Using the data below, return all lines in which "supports" appears.
(RECORDS Opens)
PR #260, opened 2015-10-12
[cmake] When cmake supports it, use USES_TERMINAL on the check target.

dsandersimgtec:
This should partially fix the timeouts seen on the mipsel-32r2-cmake
builder since ninja will stop buffering the ctest output.

### DIFF
--- a/CMakeLists.txt
+++ b/CMakeLists.txt
@@ -36,6 +36,14 @@ set(POCL_VERSION ${VERSION_STRING})
 
 ######################################################################################
 
+# Recent versions of CMake can make use of Ninja's console pool to avoid
+# buffering the output of particular commands.
+if(CMAKE_VERSION VERSION_LESS 3.2.0)
+  set(COMMAND_USES_TERMINAL)
+else()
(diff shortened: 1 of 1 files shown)


franz:
Hi Daniel,

Pekka added the 0.12 milestone - do you agree & want this in 0.12 ?

If so, please next time fork official pocl's release_0_12 branch and create your commits there, i'll pull those into both master & 0.12. Merging master into release_0_12 messes up not only history, but also versioning, so we like to avoid that.

This one PR actually can merge into both master &  release_0_12 without issues i think, so no problem now.

So, which one is it ? master only, or master + 0.12 ?

dsandersimgtec:
I don't think it's necessary for 0.12, it's really intended for the buildbot I'm bringing up. Without it, ninja will still work but will buffer test output until all tests have finished and then emit it all at once. On the buildbot this triggers the no-output timeout.

Outside the buildbot, I currently work around this using 'ninja -v check' to get the underlying ctest command, then I kill it and then run ctest directly.

franz:
OK, then i think its good to go.

Issue #181, opened 2015-04-13
Testsuite fails with pocl-0.11 and llvm-3.6


fabiand:
The testsuite fails on Fedora Rawhide (23) with llvm 3.6:

```
 20: Kernel functions abs abs_diff add_sat hadd mad_hi mad_sat mul_hi rhadd sub_sat (loopvec) ok
 21: Kernel functions abs abs_diff add_sat hadd mad_hi mad_sat mul_hi rhadd sub_sat (loops) ok
 22: Kernel functions << >> rotate                   ok
 23: Trigonometric functions                         ok
 24: Sampler address clamp                           FAILED (testsuite.at:264)
 25: Image query functions                           FAILED (testsuite.at:272)
 26: Kernel functions: shuffle charN                 ok
 27: Kernel functions: shuffle shortN                ok
```

fabiand:
The whole log is available http://fpaste.org/210445/42895330/

besser82:
Full build logs are [available on Koji](https://koji.fedoraproject.org/koji/taskinfo?taskID=9454480).

pjaaskel:
I testsuite.log or better the individual logs in testsuite.dir/{24,25} somewhere? Is the Rawhide's LLVM standard or some SVN revision?

besser82:
LLVM in Rawhide is from released 3.6.0-tarball, no scm-snapshot or something…

Here goes the individual logs:
* [test log from 24](http://paste.fedoraproject.org/210713/42900490)
* [test log from 25](http://paste.fedoraproject.org/210714/14290049)

Here goes the complete [testsuite.log](http://paste.fedoraproject.org/210717/90050441).

pjaaskel:
Have you tried the latest pocl master? I think there was some work on images recently which might have fixed this.

cjacker:
get_image_width/height... failed with llvm/clang 3.6.0/3.6.1/3.6.2/3.7.0rc1.

pjaaskel:
Not a regression (if broken also in 0.11) and hard to reproduce. Found a system where these two tests fail, but don't know why.

pjaaskel:
...and that system got fixed with a clean build too.

gerddie:
I hit the same error when compiling the version 0.11 within a virtual machine running Debian/sid, target x86_64. llvm an clang versions are 3.6.2. 

The build configuration can be obtained from 

    git://anonscm.debian.org/collab-maint/pocl.git

gerddie:
[...]

PR #271, opened 2015-10-31
Fix checks for images/samplers when parsing kernel metadata.

jrprice:
This should fix the test failures listed in #181. The issue was that image and sampler arguments were not being correctly detected (they were being mislabeled as regular pointer arguments).


pjaaskel:
Thanks James.

PR #274, opened 2015-11-05
Fix getprograminfo kernelnames

guicho271828:


guicho271828:
doesn't it have a continuous testing?

pjaaskel:
Yes we have buildbots but we don't test each API separately (we will rely on the conformance tests on that) but have larger "smoke tests" (external OpenCL apps) mainly.  For regressions we often add smaller unit tests (please do, BTW).

guicho271828:
copy from opencl-2.0 manual:

```
param_value is a pointer to memory where the appropriate result being queried is returned. If
param_value is NULL, it is ignored.
param_value_size is used to specify the size in bytes of memory pointed to by param_value.
This size must be >= size of return type as described in table 5.17.
param_value_size_ret returns the actual size in bytes of data copied to param_value. If
param_value_size_ret is NULL, it is ignored.
```

guicho271828:
BTW, this error was found during the continuous tests of a library I am writing for Common Lisp (also has CL abbreviation here :) ). It thoroughly tries to query the all possible values that can be accessed through opencl. It worked on most platforms, but not with POCL. With the private branch of mine, all the tests passed. Yey!
https://circleci.com/gh/guicho271828/eazy-opencl/39
https://github.com/guicho271828/eazy-opencl

pjaaskel:
OK, looking forward to your merge requests :)

pjaaskel:
After the style is cleaned, I can merge this in.

guicho271828:
Do you mean the entire code in the same file?
I think 9012691 had fixed the style of the portion I was concerned.

guicho271828:
From the specification, it is unclear if the resulting string should be null-terminated or not. But it seems the original author intend to append a null byte, so I'll revert the first part of the pullreq (string size was correct).

guicho271828:
When I tried c-file-style : "gnu" using emacs, I noticed that the indentation in the switch statement is incorrect. Fix to this will re-indent almost everything in this file. I'm wondering should I really do this...

guicho271828:
I reconsidered the behavior of this function, and realized that the problem was not merely about the null terminator.

Previous code stops writing remaining kernel names when the array boundary (specified by `param_value_size`) is reached: e.g., when `param_value_size` = 5 and there are 2 kernels named `foo` and `bar`, it sets `foo` to `param_value`, 3 to `param_value_size_ret` and returns `CL_SUCCESS`.

However, another reasonable behavior that can be interpreted from the spec is this: set `param_value_size_ret` to 7 (for `"foo;bar"`), and return `CL_INVALID_VALUE` because the size of `&param_value` suggested by `param_value_size` is insufficient for storing the result, according to its specification:

> CL_INVALID_VALUE if param_name is not valid, or if size in bytes specified by param_value_size is < size of return type as described in table 5.17 and param_value is not NULL.

This is a conflict & error in the specification. How should I handle this? What do you think?

Also, there is a little ambiguity in the spec. The spec says 

> param_value_size_ret returns the actual size in bytes of data *copied* to param_value.

so it sounds as if the implementation can stop copying the string at an arbitrary point where the limit is reached. However, in the specifications of other functions, it uses another definition:

> param_value_size_ret returns the actual size in bytes of data
> being *queried* by param_value.

guicho271828:
@vkorhonen

lib/CL/clGetProgramInfo.c
```diff
@@ -101,26 +101,71 @@ POname(clGetProgramInfo)(cl_program program,
...
+      size += 1;                /* a NULL */
+      
       if (param_value_size_ret)
-        *param_value_size_ret = size;      
+        *param_value_size_ret = size;
+
+      if (param_value)
+        {
+          /* only when param_value is non-NULL */
+          if ( size > param_value_size )
```
pjaaskel: Extra white spaces here. Pls check http://www.gnu.org/prep/standards/html_node/Formatting.html#Formatting

lib/CL/clGetProgramInfo.c
```diff
@@ -101,26 +101,71 @@ POname(clGetProgramInfo)(cl_program program,
...
+            return CL_INVALID_VALUE;
+          /* should not break from the switch clause because of POCL_ABORT_UNIMPLEMENTED */
+
+          for (i = 0; i < num_kernels; ++i)
+            {
+              if (i == 0)
+                strcpy(param_value, kernel_names[i]); /* copy including NULL */
```
pjaaskel: Too few white spaces before the argument list. Should be strcpy (...

pjaaskel:
OK. If there's ambiguity in the specs then it's up to the conformance tests to complain :) Sorry to nitpick about the style, but I see it important to get the style right in new committers' first merge requests and also to try to keep the style of the code base improving, not degrading.

guicho271828:
I'm very thankful for the comments on the style, I learned new things anyway. I'd be more careful about trailing whitespaces.
Also, sending a fix to a base project like this is a rare opportunity for me. Especially C projects. I don't write C usually.

PR #276, opened 2015-11-09
SVM work

franz:
This implements

* clEnqueueSVM{Map,Unmap,Memcpy,MemFill,Free}
* clSVMAlloc , clSVMFree
* clSetKernelArgSVMPointer, clSetKernelExecInfo (the latter pretty much empty)
* clCreatePipe, clGetPipeInfo (only the API calls, pipes require much more work)
* clGetDeviceInfo - add 2.0 properties
* cl.h, cl*.h - update headers to 2.0

non-SVM related: clEnqueueFillBuffer

Issues
1. maybe we should still advertise OpenCL 1.2 despite having 2.0 headers ?
2. SVM indirect pointers work only by bitcasting to ulong (structs don't work, and uintptr_t is 32bits = broken)

Tested:
1) the usual autotools / cmake build + make check
2) intel svm examples SVMBasicCoarseGrained, SVMBasicFineGrained (issue 2)

SVM calls on CPU device are untested, FillBuffer is untested (will update the PR)


lib/CL/clEnqueueFillBuffer.c
```diff
@@ -0,0 +1,113 @@
...
+  if (errcode != CL_SUCCESS)
+    return errcode;
+
+  /* CL_INVALID_VALUE if pattern is NULL or if pattern_size is 0
+   * or if pattern_size is not one of {1, 2, 4, 8, 16, 32, 64, 128}. */
+  POCL_RETURN_ERROR_COND((pattern == NULL), CL_INVALID_VALUE);
+  POCL_RETURN_ERROR_COND((pattern_size == 0), CL_INVALID_VALUE);
+  POCL_RETURN_ERROR_COND((pattern_size > 128), CL_INVALID_VALUE);
+
+  POCL_RETURN_ERROR_ON((__builtin_popcount(pattern_size) > 1), CL_INVALID_VALUE,
```
pjaaskel: Is this builtin portable? Can you try avoiding it or write a pocl-only helper?

lib/CL/clEnqueueSVMFree.c
```diff
@@ -0,0 +1,86 @@
...
+                                                       cl_uint num_svm_pointers,
+                                                       void *svm_pointers[],
+                                                       void  *user_data),
+                  void *user_data,
+                  cl_uint num_events_in_wait_list,
+                  const cl_event *event_wait_list,
+                  cl_event *event) CL_API_SUFFIX__VERSION_2_0
+{
+#ifndef BUILD_HSA
+  POCL_MSG_PRINT_INFO("This pocl was not built with HSA\n");
```
pjaaskel: Why require HSA for SVM?

lib/CL/clEnqueueSVMMap.c
```diff
@@ -0,0 +1,91 @@
...
+                 cl_bool blocking_map,
+                 cl_map_flags map_flags,
+                 void *svm_ptr,
+                 size_t size,
+                 cl_uint num_events_in_wait_list,
+                 const cl_event *event_wait_list,
+                 cl_event *event) CL_API_SUFFIX__VERSION_2_0
+{
+#ifndef BUILD_HSA
+  POCL_MSG_PRINT_INFO("This pocl was not built with HSA\n");
```
pjaaskel: Same

lib/CL/clEnqueueSVMMemFill.c
```diff
@@ -0,0 +1,94 @@
...
+                     void *svm_ptr,
+                     const void *pattern,
+                     size_t pattern_size,
+                     size_t size,
+                     cl_uint num_events_in_wait_list,
+                     const cl_event *event_wait_list,
+                     cl_event *event) CL_API_SUFFIX__VERSION_2_0
+{
+#ifndef BUILD_HSA
+  POCL_MSG_PRINT_INFO("This pocl was not built with HSA\n");
```
pjaaskel: ditto

lib/CL/clEnqueueFillBuffer.c
franz: Ahh yes. GCC definitely has a fallback implementation, so it works with GCC on every arch, but im not sure about clang & msvc. Will look into it

franz: OK, i've checked that both clang & gcc supports it, also added an MSVC macro. Is that good enough ?

pjaaskel:
basic.c:774:7: error: ‘for’ loop initial declarations are only allowed in C99 mode for (size_t i = 0; i < size; i++)  seems we don't need the --std=c99 at the moment and it fails to build with gcc 4.8.4 default C standard (gnu90). Better just fix this instead of starting to add --std switches.

```
./../../../../lib/CL/pocl_icd.h:175:50: warning: "/*" within comment [-Wcomment] NULL, /*&POclCreateCommandQueueWithProperties, /* &clUnknown109 */      \
```
```
clGetPlatformIDs.c:33:8: warning: excess elements in struct initializer [enabled by default]
```

Probably there's now a problem when trying to build against 1.2 ICD headers / ICD loader. Better retain support for this so users can enable 1.2 support even without a 2.0 loader.

PR #279, opened 2015-11-26
Refactor clEnqueueCopyBufferRect and clEnqueueCopyImage

Oblomov:
clEnqueueCopyImage used to call clEnqueueCopyBufferRect, which couldn't
work because the latter would check that the source and destination
were actual images.

Refactor the code into a separate function, with extra parameters to
know which should be a image and which a buffer, and copy it from both
the API calls instead.


lib/CL/pocl_img_buf_cpy.c
```diff
@@ -0,0 +1,199 @@
+/* pocl_img_buf_cpy.c: common parts of image and buffer copying
```
pjaaskel: Pls check the style in this file especially. http://portablecl.org/docs/html/development.html#coding-style

lib/CL/pocl_img_buf_cpy.c
```diff
@@ -0,0 +1,199 @@
...
+      " but the given dst & src row pitch differ\n")
+
+    POCL_RETURN_ERROR_ON((check_copy_overlap(mod_src_origin, mod_dst_origin, mod_region,
+      src_row_pitch, src_slice_pitch)), CL_MEM_COPY_OVERLAP, "src and "
+      "dst are the same object, and source and destination "
+      "regions overlap");
+
+  }
+
+  POCL_CHECK_DEV_IN_CMDQ
```
pjaaskel: Could this macro made such that it allows adding a semicolon at the end of the line. I have had problems with editors getting confused and breaking auto indent after seeing this type of statements.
(RECORDS Closes)
- _WRITTEN SOLUTION_
[cmake] When cmake supports it, use USES_TERMINAL on the check target.
franz: OK, i've checked that both clang & gcc supports it, also added an MSVC macro. Is that good enough ?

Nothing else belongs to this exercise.